The demoniac pleaded that Jesus not send the legion of spirits infesting him out of the country. To emphasise the horror of the Roman power to Jewish sensitivities, Mark had the spirits entreat Jesus to allow them to enter instead into a herd of pigs. Jews instinctively detested pigs, and to eat pig meat was to betray one’s Jewishness. 

There followed then a series of words that had their general meanings, but also carried particular military overtones:

  • the word translated herd was used also for a “company” of legionaries
  • to give permission meant in military parlance “to dismiss"
  • the rush down the steep bank was used also to describe a “charge” by soldiers
  • and the number thousand was a significant proportion of the number of soldiers comprising a “legion”.
  • Mark left no doubt that he saw the demonic possession of the world in terms of its Roman socio-military oppression.

Stronger than Imperialistic Militarism

Mark’s reference to the demise of the evil spirits “drowned in the lake” carried echoes of the destruction of the armies of Pharaoh in the Red Sea, and the triumph of the Israelites liberated from Egypt. The Roman occupying power was simply another embodiment of the same militaristic imperialism that would eventually crumble before the liberating power of God. The Book of Exodus contained the victory song of Moses:

... “I will sing to the Lord, for he has triumphed gloriously;
horse and rider he has thrown into the sea.
The Lord is my strength and my might,
and he has become my salvation... (Exodus 15:1-2)
 
“Pharaoh’s chariots and his army he cast into the sea;
his picked officers were sunk in the Red Sea.
The floods covered them;
they went down into the depths like a stone...” (Exodus 15:4-5)

In Mark’s mind Jesus was beginning a process that would culminate in the conversion of the Gentiles and their incorporation into the Christian community, even if the process, at least in the Markan community, meant pain, panic, storm and gradual clarification and depthing of faith.

14 The ones feeding them fled off
and spread the news in the town and the farms.
People went to see what had happened.
15 They came to Jesus,
and saw the man who had been home to the legion
sitting down clothed and sane,
and they were frightened.
16 Those who had seen it all
told them what had happened to the possessed man
and about the pigs.
17 They pleaded with him to leave their district.

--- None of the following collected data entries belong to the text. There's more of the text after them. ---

PR #876, opened 2026-07-22
feat: add PrincipalAttention resources

### LINKED ISSUE #860: feat: PrincipalAttention resource — regards and demands v1
## What to build

The mesh-resident, per-principal attention state from ADR 0018 (docs/adr/0018): a resource holding the principal's **regard set** and **demand queue**.

- **Regard**: target (any resource ref), source (expressed vs implicit + which policy), created/refreshed timestamps, expiry policy (decaying vs pin). Coverage (ownership subtree, downward) is computed at query time, not stored.
- **Demand**: originating work ref, kind (permission / human-gate / review), addressee (principal ref; default = dispatching principal; pool when unroutable), raised/satisfied/acknowledged lifecycle with as_of.
- Store + registry + `flotilla resource list/get/watch` support (the #851 CLI should show regards and demands with zero extra work).
- Single-principal v1: one implicit principal is fine; the shapes must not assume it (addressee and principal refs are real fields).

## Acceptance criteria

- [ ] Regards and demands persist, patch, and watch like other resources (contract tests against in-memory + sqlite per testing philosophy)
- [ ] `flotilla resource list regards` / `demands` (or equivalent kind names) works
- [ ] Demand lifecycle transitions are status patches with authority stamped, ADR 0017-style
- [ ] No emission wiring in this ticket — creation via CLI/API only (emission is the follow-up)

## Blocked by

None — can start immediately.

## Context

ADR 0018 §Principals; grill rulings 1–3 on #813.

rjwittams:
## Summary

- add mesh-resident `Regard` and `Demand` resources for principal attention state
- register the resources for dynamic list/get/watch support and add CRD projections
- add raw `flotilla resource apply` support so attention resources can be created or updated via CLI/API
- cover backend contracts, status patch transitions, registry apply, and CLI parsing

Closes #860.

## Validation

### DIFF
--- a/Cargo.lock
+++ b/Cargo.lock
@@ -1207,6 +1207,7 @@ dependencies = [
  "libc",
  "ratatui",
  "serde_json",
+ "serde_yml",
  "tokio",
  "tracing",
  "uuid",
--- a/Cargo.toml
+++ b/Cargo.toml
@@ -51,5 +51,6 @@ color-eyre = { workspace = true }
 clap = { version = "4", features = ["derive"] }
 tracing = { workspace = true }
 serde_json = { workspace = true }
+serde_yml = "0.0.12"
 libc = "0.2"
 uuid = { version = "1", features = ["v4"] }
--- a/crates/flotilla-core/src/executor.rs
+++ b/crates/flotilla-core/src/executor.rs
@@ -167,7 +167,10 @@ pub async fn build_plan(
     let issue_source = forge_issue_source(&repo.identity);
 
     match action {
-        CommandAction::QueryResourceList { .. } | CommandAction::QueryResourceGet { .. } | CommandAction::ResourceWatch { .. } => {
+        CommandAction::QueryResourceList { .. }
+        | CommandAction::QueryResourceGet { .. }
+        | CommandAction::ResourceApply { .. }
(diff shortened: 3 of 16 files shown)


rjwittams:
Fixed in `2a52022`. `apply_resource_document` now distinguishes omitted metadata fields from explicitly supplied empty values, preserves existing labels, annotations, ownerReferences, finalizers, and deletionTimestamp when those fields are omitted on update, and only replaces them when the document provides the field. I also added an apply-then-reapply regression test for a `Demand` with ownerReferences, labels, and finalizers set so a bare reapply updates spec without stripping controller metadata.

rjwittams:
Fixed in `24ab18e`. I removed `deletionTimestamp` from the apply-settable metadata surface and now preserve the existing server-owned deletion timestamp on update. The reapply regression also covers a pending-delete `Demand`: after delete sets `deletion_timestamp`, a bare `resource apply` leaves it intact while preserving the controller metadata.

rjwittams:
Evaluated. The remaining notes are non-blocking: the create/update race is acceptable for this CLI-driven apply path, and `apiVersion` validation can be tightened when the registry needs to distinguish multiple groups or versions. No further code change needed for #860.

The local response to the liberation of the demoniac was fear, a response not unfamiliar to the disciples.

Mark had mentioned that the demoniac before his exorcism was accustomed to bruising himself with stones: he was party to his own destruction. He now made it clear that the demoniac’s problem was also the people’s problem. They begged Jesus to leave their district, either because they were willingly complicit in their own oppression and exploitation, preferring the familiar to the unknown, or because they feared the brutal reprisal of the occupying power.

18 As he was getting into the boat,
the man who had been possessed begged to be with him.
19 He did not allow it,
but said to him, “Go back home to your own people
and tell them what the Lord did
and how he showed you mercy.”
20 He went off and started proclaiming throughout the Decapolis
what Jesus had done for him; ...

Perhaps surprisingly the former demoniac asked to become a disciple. In Jesus’ own time such a request from a pagan was premature. But Mark made it clear that Jesus did not rudely rebuff the man. He invited him to be an apostle to his own people, though without support and without further deepening of his faith. He invited him to reflect on his experience and to see that his message was to be one of God’s mercy, an exercise of power on Jesus’ part, certainly, but the power of Jesus’ own integrity and inner freedom. The man was true to his resolve, and spread the reputation of Jesus around the Decapolis.

…and everyone was amazed.

Mark concluded the episode with a comment on the reaction of the non-Jewish crowds. Though he used a different word, he noted their reaction as one of amazement, as he had noted the response of the crowds who had witnessed Jesus’ initial exorcism in the Jewish synagogue. Whilst it spoke of puzzlement and extravagance, it did not necessarily refer to a questioning that led eventually to faith.